PR #776, opened 2017-04-11
parse images that aren't from WC Wordpress

jamesgorrie:
Parsing images that aren't from the WC blog.

e.g. https//i1.wp.com/www.sciencemuseum.org.uk/HoMImages/Components/400/40024_3.png
on: https://next.wellcomecollection.org/articles/mummies-revealed

## What does it look like?
mummy


jamesgorrie:
Merging as it's throwing errors.

Issue #226, opened 2017-01-09
Pattern Library: Wellcome Collection brand and use of patterns


derivadow:
To ensure brand consistency esp when working with externals we should include guidance on usage e.g.
- [x] Audiences and use cases
- [ ] What we need to include in Cardigan
- Vision and mission of WC
-  Product personality and creative attributes (provocative, playful, purposeful and eclectic);
- design principles incl accessibility
- Notes of use of brand elements (typography, logo, colour)
- House style (dates, times abbreviations, organisation name (Wellcome Collection not The Wellcome Collection etc.)

jennpb:
@Norvard Here's this issue to chat about this week.

jennpb:
- Defining the component model

jennpb:
Re: audiences
This will need to be useful to 3rd party designers and developers

jennpb:
**Who’s it for**

1. **Our developers and designers**, as a living pattern library for ongoing site development. Also serves as onboarding documentation for any new starters. 
2. **Freelance designers and developers**, to use WC brand and guidelines to build digital things that we commission
3. **Guidance for exhibition designers** so they produce design assets appropriate for our website and understand the purpose of the design
4. **Guidance for content folks**, to help them select imagery, understand the logic behind the design system; also offer opportunity to propose new components or changes
5. **Peer audiences** who want to learn from our work

jamesgorrie:
#832 in terms of style.

jamesgorrie:
Useful for discussion, but we're not actively working on this, and this issue is not actionable.

PR #782, opened 2017-04-12
Fix cardigan

jamesgorrie:
Thinking that cardigan needs a think.
And our content model (actually this has had a think, but some things need to catch up).

Maybe we have a think before the 30 June when we go to the patterns day?

### DIFF
--- a/server/model/promo.js
+++ b/server/model/promo.js
@@ -15,7 +15,8 @@ export type Promo = UiComponent & {
   description?: string;
   chapter?: Chapter;
   length?: number;
-  datePublished?: ?Date
+  datePublished?: ?Date;
+  series?: Array<ArticleSeries>;
 }
 
 export function createPromo(data: Promo) { return (data: Promo); }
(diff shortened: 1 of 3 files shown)


Norvard:
I like the idea of thinking about Cardigan @jamesgorrie . As the thing grows and more requirements are added, including adding basic pages which outline some of the design thinking that goes into the new site, it would be nice to understand how we can push/customise/edit Cardigan in order to make a more complete pattern library.

jamesgorrie:
> more requirements are added

That's part of the problem, I think we should have less, more focussed ideas of what cardigan is.

> push/customise/edit

With focus, we can then focus hard on that specific purpose and make it great at that.

jennpb:
@jamesgorrie @Norvard @gestchild @davidpmccormick Yes, I want to think through and do some proper discussion and work on this, but it's not an immediate priority for you at the moment. Let me get together a vision statement for what I think Cardigan needs to do, and for whom, before we delve in.

This also relates to #226.

PR #784, opened 2017-04-12
Find quote/citation with gnarly regex

### LINKED ISSUE #573: Alternative quote style
To accommodate recent articles which feature a quote directly after the stand-first, we need to add a new quote style which can only be used in this particular area of an article.

Text size is same as normal body copy. Indent text 30px from the left and add larger quote mark (Helvetica). Quote reference name is same style as other quote styles

screen shot 2017-02-17 at 14 51 45

davidpmccormick:
Adding styling to `blockquote`s we get from WP. If the `blockquote` contains curly quotes, then we pluck everything out of them and use it as the body of the quote. If there's anything else left over, we treat that as the `cite`. If it doesn't contain curly quotes, then all of the content inside the `blockquote` gets used as the body of the quote.

Have checked this on a large sample of our existing articles – believe edge cases have been ticked off.

Note: all pre-existing styling _within_ the cite block will be removed.

Fixes #573.

## What does it look like?
screen shot 2017-04-12 at 14 18 48

### DIFF
--- a/server/util/body-parser.js
+++ b/server/util/body-parser.js
@@ -138,29 +138,29 @@ function splitBlockquote(blockquote) {
       .replace(tagsRegex, '');
 
       const body = `${wrapper.open}${quote}${wrapper.close}`;
-      const cite = citation.length > 1 ? `<footer class="blockquote__footer"><cite class="blockquote__cite">${citation}</cite></footer>`: null;
+      const footer = citation.length > 1 ? `<footer class="quote__footer"><cite class="quote__cite">${citation}</cite></footer>`: null;
 
-      return { body, cite };
+      return { body, footer };
     } catch(err) {
       return {
-        body: blockquote
+        body: quote
       }
     }
   } else {
     return {
-      body: blockquote
+      body: quote
     };
   }
 }
 
 export function convertQuote(node) {
-  const isBlockquote = node.nodeName === 'blockquote';
+  const isQuote = node.nodeName === 'blockquote';
 
-  if (isBlockquote) {
+  if (isQuote) {
     const content = serializeAndCleanNode(node.childNodes && node.childNodes[0]);
 
     return createBodyPart({
-      type: 'blockquote',
+      type: 'quote',
       value: splitBlockquote(content)
     });
   } else {
--- a/server/util/body-parser.js
+++ b/server/util/body-parser.js
@@ -129,17 +129,23 @@ function splitBlockquote(blockquote) {
   const quoteAndTags = blockquote.match(quoteAndTagsRegex);
 
   if (quoteAndTags) {
-    const wrapper = getWrappingTags(quoteAndTags);
-    const quote = quoteAndTags[0].replace(/[“”]/g, '');
-    const tagsRegex = new RegExp(/<[\s\S]*?>/, 'g');
-    const citation = blockquote
-    .slice(blockquote.lastIndexOf('”') + 1)
-    .replace(tagsRegex, '');
+    try {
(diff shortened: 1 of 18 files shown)


server/util/body-parser.js
```diff
@@ -111,6 +112,56 @@ export function convertWpHeading(node) {
...
+
+function splitBlockquote(blockquote) {
+  // Match a string within quote marks and capture possible non-<p> wrapping tags
+  // Visualisation: https://regexper.com/#(%3F%3A%3C(%3F!p)(.*%3F)%3E)%3F%E2%80%9C%5B%5Cs%5CS%5D*%3F%E2%80%9D(%3F%3A.*%3C%5C%2F(%3F!p)(.*%3F)%3E)%3F
+  const quoteAndTagsRegex = new RegExp(/(?:<(?!p)(.*?)>)?“[\s\S]*?”(?:.*<\/(?!p)(.*?)>)?/);
+  const quoteAndTags = blockquote.match(quoteAndTagsRegex);
+
+  if (quoteAndTags) {
+    const wrapper = getWrappingTags(quoteAndTags);
+    const quote = blockquote.match(quoteAndTagsRegex)[0].replace(/[“”]/g, '');
```
jamesgorrie: We do a lot of accessing array elements by key:
https://github.com/wellcometrust/wellcomecollection.org/pull/784/files#diff-6ddd737b5aca2e7ffcb9d0c91b5c0960R116

https://github.com/wellcometrust/wellcomecollection.org/pull/784/files#diff-6ddd737b5aca2e7ffcb9d0c91b5c0960R117

Could we potentially wrap this in a try / catch - or are we confident that we won't break ever?

server/views/components/article-body/index.njk
```diff
@@ -25,6 +25,8 @@
         {% component 'tweet', { tweet: bodyPart.value } %}
       {% elif bodyPart.type === 'instagramEmbed' %}
         {% component 'instagram-embed', { instagramEmbed: bodyPart.value } %}
+      {% elif bodyPart.type === 'blockquote' %}
+        {% component 'blockquote', { body: bodyPart.value.body | safe, footer: bodyPart.value.cite | safe, modifiers: ['small'] } %}
```
jamesgorrie: At some stage we need to fix cardigan to say this is the blockquote, and the other is the pull quote.

server/util/body-parser.js
davidpmccormick: We're inside the `if (quoteAndTags)` conditional here, so accessing by key is safe. And we know that the Regex has two matching groups. So once we've checked that they're not undefined and they are equal, we're good.

server/views/components/article-body/index.njk
davidpmccormick: There are two other variants currently in Cardigan. I'm unsure of their originally intended uses  – will check with @Norvard if they're both needed.

jennpb: We will want to keep both styles.
Blockquote forms part of the narrative (often preceded by a colon)
Pullquote is an extract from the narrative

davidpmccormick: What's the difference between the two other variants?

davidpmccormick: Actually, we've got [four variants](https://cardigan.wellcomecollection.org/components/detail/blockquote--small.html) now, with `--small` being the one we're using for the WP blockquotes

jamesgorrie: `--small` = `blockquote`.
The other ones we don't use as yet - although I think we agreed that the normal / large one looked like a pullquote.

PR #787, opened 2017-04-12
Launchdarkly

gestchild:

Adds feature flagging around scroll depth and timing GA events

## What does it look like?
Both features enabled in LaunchDarkly:
ff-on

Both events sent:
ff-ga-2-calls

Switch of scroll depth in LaunchDarkly:
ff-off

Only timing event sent:
ff-ga-1-call

N.B. At the moment I'm using a trial account that runs out on 6th May. Am in contact with LaunchDarkly and waiting to hear back setting up a free account which they give to non-profits.

If we like it we may end up having to pay something, to get better traffic allowance and access to more features.


client/js/components/launchdarkly.js
```diff
@@ -0,0 +1,27 @@
...
+  anonymous: true
+};
+
+const ldclient = LDClient.initialize('58e63fe26b7519095c7484cb', user);
+
+const getFlags = new Promise((resolve, reject) => {
+  ldclient.on('ready', () => {
+    const allFlags = ldclient.allFlags();
+    resolve(allFlags);
+  });
```
davidpmccormick: Did you get to the bottom of rejecting on timeout and/or with any errors back from LD?

client/js/components/launchdarkly.js
```diff
@@ -0,0 +1,27 @@
...
+}
+
+const user = {
+  key: uuid,
+  anonymous: true
+};
+
+const ldclient = LDClient.initialize('58e63fe26b7519095c7484cb', user);
+
+const getFlags = new Promise((resolve, reject) => {
```
davidpmccormick: Was just chatting to @jamesgorrie and realised we don't get `Promise`s out of the box with our babel configuration. We can add them from core-js in the same way as we do with `Object.assign` (at the top of [app.js](https://github.com/wellcometrust/wellcomecollection.org/blob/master/client/js/app.js#L2))

client/js/components/launchdarkly.js
```diff
@@ -0,0 +1,27 @@
+import LDClient from 'ldclient-js';
+import uuidV1 from 'uuid/v1';
+
+const LDUserKey = 'LDUserKey';
+
+let uuid = window.localStorage.getItem(LDUserKey);
```
jamesgorrie: We could avoid mutation here with:
```JS
const uuid = window.localStorage.getItem(LDUserKey) || (uuidV1() &&window.localStorage.setItem(LDUserKey, uuid));
```
?

client/js/components/launchdarkly.js
```diff
@@ -0,0 +1,27 @@
...
+  uuid = uuidV1();
+  window.localStorage.setItem(LDUserKey, uuid);
+}
+
+const user = {
+  key: uuid,
+  anonymous: true
+};
+
+const ldclient = LDClient.initialize('58e63fe26b7519095c7484cb', user);
```
jamesgorrie: Are we definitely happy to have this key in here?

jamesgorrie: i.e. can someone exploit anything if they have this?

client/js/components/launchdarkly.js
jamesgorrie: If we get any, we should 100% reject the promise.

client/libs/ga-scroll-depth.js
```diff
@@ -1,29 +1,33 @@
 // Simplified/rewritten from https://github.com/leighmcculloch/gascrolldepth.js
-
 import { onWindowScrollDebounce$ } from '../js/utils/dom-events';
+import getFlags from '../js/components/launchdarkly';
```
jamesgorrie: We could just call this `featureflags` to abstract out the lib implementation underneath.

client/libs/ga-scroll-depth.js
```diff
@@ -1,29 +1,33 @@
...
-  });
-
-  window.ga('send', {
-    hitType: 'timing',
-    timingCategory: 'Scroll Timing',
-    timingVar: `Milliseconds to ${distance}`,
-    timingValue: timing
-  });
+const sendEvent = (distance, timing, flags) => {
+  if (flags['ga-scroll-depth']) {
```
jamesgorrie: Could we potentially name the flags to `ga_scroll_depth` or something to avoid this irregular syntax?

client/package.json
```diff
@@ -38,8 +38,10 @@
     "core-js": "^2.4.1",
     "hammerjs": "^2.0.8",
     "lazysizes": "^3.0.0",
+    "ldclient-js": "^1.1.8",
```
jamesgorrie: Do we know the filesize of this?

client/libs/ga-scroll-depth.js
jamesgorrie: WHy not move the `flags.then` right up to where they're needed? It feels a little like it's in purgatory at the moment.

I'd say either the module relies on it (this module does actually do anything if the flags are off) or this method relies on it as side effect... just seems easier to fathom.

client/js/components/launchdarkly.js
gestchild: Yep. From the docs, "Environment IDs are not secret-- they can be safely exposed in your client-side code."

http://docs.launchdarkly.com/v2.0/docs/js-sdk-reference

client/js/components/launchdarkly.js
gestchild: will change

client/libs/ga-scroll-depth.js
gestchild: Unfortunately, these are provided by LaunchDarkly and I don't think we can control them, but I'll double check

client/js/components/featureflags.js
```diff
@@ -0,0 +1,29 @@
...
+const getFlags = Promise.race([
+  new Promise((resolve, reject) => {
+    ldclient.on('ready', () => {
+      const allFlags = ldclient.allFlags();
+      resolve(allFlags);
+    });
+  }),
+  new Promise((resolve, reject) => {
+    setTimeout(() => {
+      resolve({});
```
jamesgorrie: Would we not want this as a `reject`?

client/js/components/featureflags.js
```diff
@@ -0,0 +1,29 @@
...
+window.localStorage.setItem(LDUserKey, uuid);
+
+const user = {
+  key: uuid,
+  anonymous: true
+};
+
+const ldclient = LDClient.initialize('58e63fe26b7519095c7484cb', user);
+
+const getFlags = Promise.race([
```
jamesgorrie: Nice - I like this idea.

client/libs/ga-scroll-depth.js
```diff
@@ -1,29 +1,35 @@
...
-  });
-
-  window.ga('send', {
-    hitType: 'timing',
-    timingCategory: 'Scroll Timing',
-    timingVar: `Milliseconds to ${distance}`,
-    timingValue: timing
-  });
+const sendEvent = (distance, timing, flags) => {
+  const depthFlag = flags['ga-scroll-depth'] || false;
```
jamesgorrie: We could convert the array into a `Map`?
And then we could have:
```JS
flags.has('ga-scroll-depath')
```

gestchild:
Closing as LaunchDarkly is a no go

PR #789, opened 2017-04-12
Numbered list contrast

### LINKED ISSUE #781: Digital story nav number colours
On my Dell monitor, on normal contrast settings, I cannot pick up the numbers which are on the white cards. Lets match the grey which we use as a background for "coming soon" cards with the big number inside the other cards.

screen shot 2017-04-12 at 10 55 35

davidpmccormick:
More contrast to pass WCAG AA. Fixes #781.

## What does it look like?
screen shot 2017-04-12 at 17 41 12

### DIFF
--- a/client/scss/components/_numbered_list.scss
+++ b/client/scss/components/_numbered_list.scss
@@ -41,7 +41,7 @@ $numbered-list-number-size: 96px;
 }
 
 .numbered-list__item--inactive {
-  background: color('smoke');
+  background: color('accessible-grey-2');
   border-color: color('white');
 
   .numbered-list__number {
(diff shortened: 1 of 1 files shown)


Norvard:
This is connected to what I mentioned in other thread. Because we upped the contrast on this so much, its left the nav bar looking very intense and jarring. The large numbers are meant more are graphic decoration... and little bit less pure sign posting. Because we mention the chapter number in the title, I think we can lose contrast with the numbers. This is a similar visual device as the list module we have which has large numbers. In that case the numbers also are more of a visual decoration where contrast is low and if upped would create similar issue.

Grab me if you wanna chat this through more :)

PR #790, opened 2017-04-13
Series nav part numbers

### LINKED ISSUE #780: Digital story sticky nav collapsed
Can we add numbers into this view. When the navigation collapses and one of the cards says "currently viewing" its a bit strange and needs more context. Numbers would help provide the cards some info to the user on where they are. 

screen shot 2017-04-12 at 10 53 06

gestchild:

Fixes #780

## What does it look like?
screen shot 2017-04-13 at 14 13 10

screen shot 2017-04-13 at 13 57 54

### DIFF
--- a/client/scss/components/_numbered_list.scss
+++ b/client/scss/components/_numbered_list.scss
@@ -1,6 +1,6 @@
 //* @define numbered-list
 // TODO styling - arrows and bit of a tidy
-$numbered-list-number-size-small: 48px;
+$numbered-list-number-size-small: 54px;
 $numbered-list-number-size-large: 96px;
 
 .numbered-list__header {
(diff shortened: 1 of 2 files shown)


Norvard:
The contrast is better now but seems like the grey in both the "coming soon" container and the big new numbers got darker. This unfortunately is too much contrast and makes the overall look very intense. 

Can we go back to the original grey we had? Previously the larger numbers were even lighter and we just needed to match the numbers colour to the original grey colour of the "coming soon" containers.

Grab me and we mess with the grey colour to get it right...

davidpmccormick:
That was the minimum amount of contrast needed to be WCAG 2 AA compliant.

Norvard:
Yea understand, but as I mentioned, I think we should be able to flex here as we mention the number within the title already. The number here serves as a visual decorative element rather than pure information. 

Otherwise I would recommend removing the numbers and reworking the nav visually as its just oo much contrast at the moment.

Can we flex?

PR #794, opened 2017-04-13
Update colour names

davidpmccormick:
Replacing colour variable names like `action-green-2` with standalone values like `mint` to decouple colours from where/how they are used.

## What does it look like?
🎨


alfraser86:
What a great word 'pumice' is :-)

davidpmccormick:
Have to give credit to @gestchild for that one.

PR #795, opened 2017-04-18
Return 'blockquote' if 'quote' isn't defined

davidpmccormick:
Fix 500 errors.

### DIFF
--- a/server/util/body-parser.js
+++ b/server/util/body-parser.js
@@ -143,7 +143,7 @@ function splitBlockquote(blockquote) {
       return { body, footer };
     } catch(err) {
       return {
-        body: quote
+        body: blockquote
       }
     }
   } else {
--- a/server/util/body-parser.js
+++ b/server/util/body-parser.js
@@ -148,7 +148,7 @@ function splitBlockquote(blockquote) {
     }
   } else {
     return {
-      body: quote
+      body: blockquote
     };
   }
 }


davidpmccormick:
1. In ES6, you can leave off the value of an object property if it matches the name of the key, e.g. `{foo, bar}` is short for `{foo: foo, bar: bar}`.

2. You're right, we should actually be returning `blockquote` on 146 – will update.

3. I'm new to this, but I believe Flow, which we're using elsewhere, may well have been able to help out with precisely this kind of thing.

jamesgorrie:
> I can see that lines 151 and 146 return a map with a single key body, but we return what looks like a set/collection on line 143. What happens there?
○ ○ ○ ○
=== Problem ===
Search the entries for the string "needed". Copy every line that has it.

=== Response box ===
davidpmccormick: There are two other variants currently in Cardigan. I'm unsure of their originally intended uses  – will check with @Norvard if they're both needed.
jamesgorrie: WHy not move the `flags.then` right up to where they're needed? It feels a little like it's in purgatory at the moment.
Can we go back to the original grey we had? Previously the larger numbers were even lighter and we just needed to match the numbers colour to the original grey colour of the "coming soon" containers.
That was the minimum amount of contrast needed to be WCAG 2 AA compliant.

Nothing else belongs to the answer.